Wednesday, 10 September 2014

100% accuracy for diagnosis of Invasive Aspergillosis


A recent report on the diagnosis of invasive aspergillosis concludes that the use of a combination of two quite new PCR-based tests gives investigators the ability to detect aspergillosis with 100% accuracy. That is a pretty optimistic claim given that the best PCR-based molecular tests to date have sensitivity rates of 79% (i.e. the proportion of patients identified by the test who are known to have invasive aspergillosis) and specificity of 94% (i.e. the proportion of patients who are known not to have invasive aspergillosis that are correctly identified by the test) in blood samples - see recent diagnostics review.

The authors of the paper state that they have used two nucleic acid amplification techniques - one amplifies single standed RNA (NASBA) thus presumably largely works by amplifying expressed genes or other sequences, the other amplifies DNA sequences (qPCR) thus presumably identifies whole or fragmented fungal cells.

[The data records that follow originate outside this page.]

PR #746, opened 2018-07-10
Backoff movement without backslash compensation.

aneox:
To avoid small parts and parts in plastic tapes from bouncing.

Done in Gcode driver. Exclude Gcode lines with Backslash variables.

### DIFF
--- a/src/main/java/org/openpnp/machine/openbuilds/OpenBuildsDriver.java
+++ b/src/main/java/org/openpnp/machine/openbuilds/OpenBuildsDriver.java
@@ -230,6 +230,12 @@ public class OpenBuildsDriver extends AbstractSerialPortDriver implements Runnab
         }
     }
 
+    public void moveTo(ReferenceHeadMountable hm, Location location, double speed, boolean skipBacklashCompensation)
+            throws Exception {
+
+        moveTo(hm, location, speed, false);
+    }
+
     /**
      * Returns 0 or 1 for either the first or second Nozzle.
      * 
--- a/src/main/java/org/openpnp/machine/reference/ReferenceDriver.java
+++ b/src/main/java/org/openpnp/machine/reference/ReferenceDriver.java
@@ -59,6 +59,7 @@ public interface ReferenceDriver extends WizardConfigurable, PropertySheetHolder
      * @throws Exception
      */
     public void moveTo(ReferenceHeadMountable hm, Location location, double speed) throws Exception;
+    public void moveTo(ReferenceHeadMountable hm, Location location, double speed, boolean skipBacklashCompensation) throws Exception;
 
     /**
      * Returns a clone of the HeadMountable's current location. It's important that the returned
--- a/src/main/java/org/openpnp/machine/reference/driver/GcodeDriver.java
+++ b/src/main/java/org/openpnp/machine/reference/driver/GcodeDriver.java
@@ -544,8 +544,9 @@ public class GcodeDriver extends AbstractSerialPortDriver implements Named, Runn
                 String newCommand = "";
 
                 for (int i = 0; i < commandsArray.length; i ++) {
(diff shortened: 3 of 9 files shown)


KarlZeilhofer:
I think, this should be fine for a quick fix. But perhaps there should be something like an "options object". Then the function prototypes must not be changed in future. If a driver doesn't support an option, it is just ignored. But if it shoud, it has to be implemented for that specific driver. 

something like
```
class DriverOption
{
  enum OptionType{SkipBacklashCompensation, ForceSaveZ, PlanAhead, ...} optionType;
  enum ValueType{bool, int, float, string} valueType;
  boolean boolValue;
  int intValue;
  double floatValue;
  String stringValue;

  void setValue(OptionType type, int value)¬
    this.optionType = type;
    this.intValue = value;
  }
  ...
}
```

vonnieda:
Hi @aneox,

Thank you for the PR, but unfortunately I will not merge this as it is. The modification to the driver interface is too specific. As @KarlZeilhofer said, it would be better to make this more extensible so that future changes do not require additional updates to every driver.

To give some background: There are many people who use a custom driver with OpenPnP. This change would mean that their code will break the next time they upgrade OpenPnP. I understand that we may need to do that from time to time, but I don't feel that this is a good enough reason to release a breaking change.

If you feel that this is critical to the operation of your machine, let's explore some ways we can do it without changing the driver interface.

Thanks,
Jason

aneox:
@vonnieda Yeah, alright. But this bug should be fixed. May be you can advise me how to do it in correct way?

vonnieda:
@aneox I think @KarlZeilhofer's idea of an options object would work, but I think we can simplify it a bit. How about something like this:

Add:
```
public interface MovementOption {
    // this is just a marker interface https://en.wikipedia.org/wiki/Marker_interface_pattern
}

public class SkipBacklashCompensationMovementOption implements MovementOption {
}

public class SkipSquarenessCompensationMovementOption implements MovementOption {
}
```

Add:
```
Movable.public void moveTo(Location location, double speed, MovementOption...) throws Exception;
```

Then you could do something like:
`nozzle.moveTo(location, 1.0, SkipBacklashCompensationMovementOption);`

Or even multiple options in a call:
`nozzle.moveTo(location, 1.0, SkipBacklashCompensationMovementOption, SkipSquarenessCompensationMovementOption);`

This is a pretty simple change, and it's extensible. We can easily add additional options in the future without changing the interface again.

Additionally, since the interface is just a marker, we can easily implement more complex options for people who develop their own drivers. For instance, you could have:

```
public class ChangeAccelerationMovementOption implements MovementOption {
    public ChangeAccelerationMovementOption(double acceleration) {
    }
}

nozzle.moveTo(location, 1.0, new ChangeAccelerationMovementOption(.3));
```


What do you think? If you think this is reasonable, and will work for you, let me know and I'll implement it.

KarlZeilhofer:
Sounds great with variable arguments and an interface class. Didn't use the former feature in Java. Here is some short example: 
https://stackoverflow.com/questions/2330942/java-variable-number-or-arguments-for-a-method#2330958

Who is implementing it?

vonnieda:
If @aneox thinks it will work for their use case, I'll go ahead and implement it.

aneox:
@vonnieda 
i am embedded c programmer and not familiar with java, especially variable arguments count functions.
But if it safe, it is the best way to fix backoff movement!

vonnieda:
Sounds good - I'll get this implemented in the next week or so.

aneox:
@vonnieda i have arrange several board with this fix, drag feeder is working more stable.
When you will have time to implement this?

vonnieda:
Hi @aneox, as with everything, unfortunately, the answer is "when I have time". This is one of my three top priority tickets so I'll get to it as soon as I can.

vonnieda:
It took a long time, but we now have this option available in #998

Each will use sequences that are specific to Aspergillus.

The paper claims that use of a combination of these two tests (which separately have sensitivities of 77% and 68% respectively, specificity of 80% and 89% respectively) gives perfect specificity of 100% , meaning all those identified as not having aspergillosis were correct diagnoses.

The combination of tests also gives 100% positive predictor value (PPV) which is a measure of its accuracy i.e. the number of known positives compared with the number of positives indicated by the tests. Given that this figure refers to the proportion of a population that are identified correctly it suggests that the expected number of positives were identified. However the authors do not highlight the figure for the sensitivity of the combined tests other than mention that it was 'the most sensitive' of the combinations tested.

These figures are striking and offer much encouragement for those in need of a reliable diagnostic test for invasive aspergillosis. In this study the sample population was quite small (80 patients) and analysis was done retrospectively, which is an approach with several weaknesses.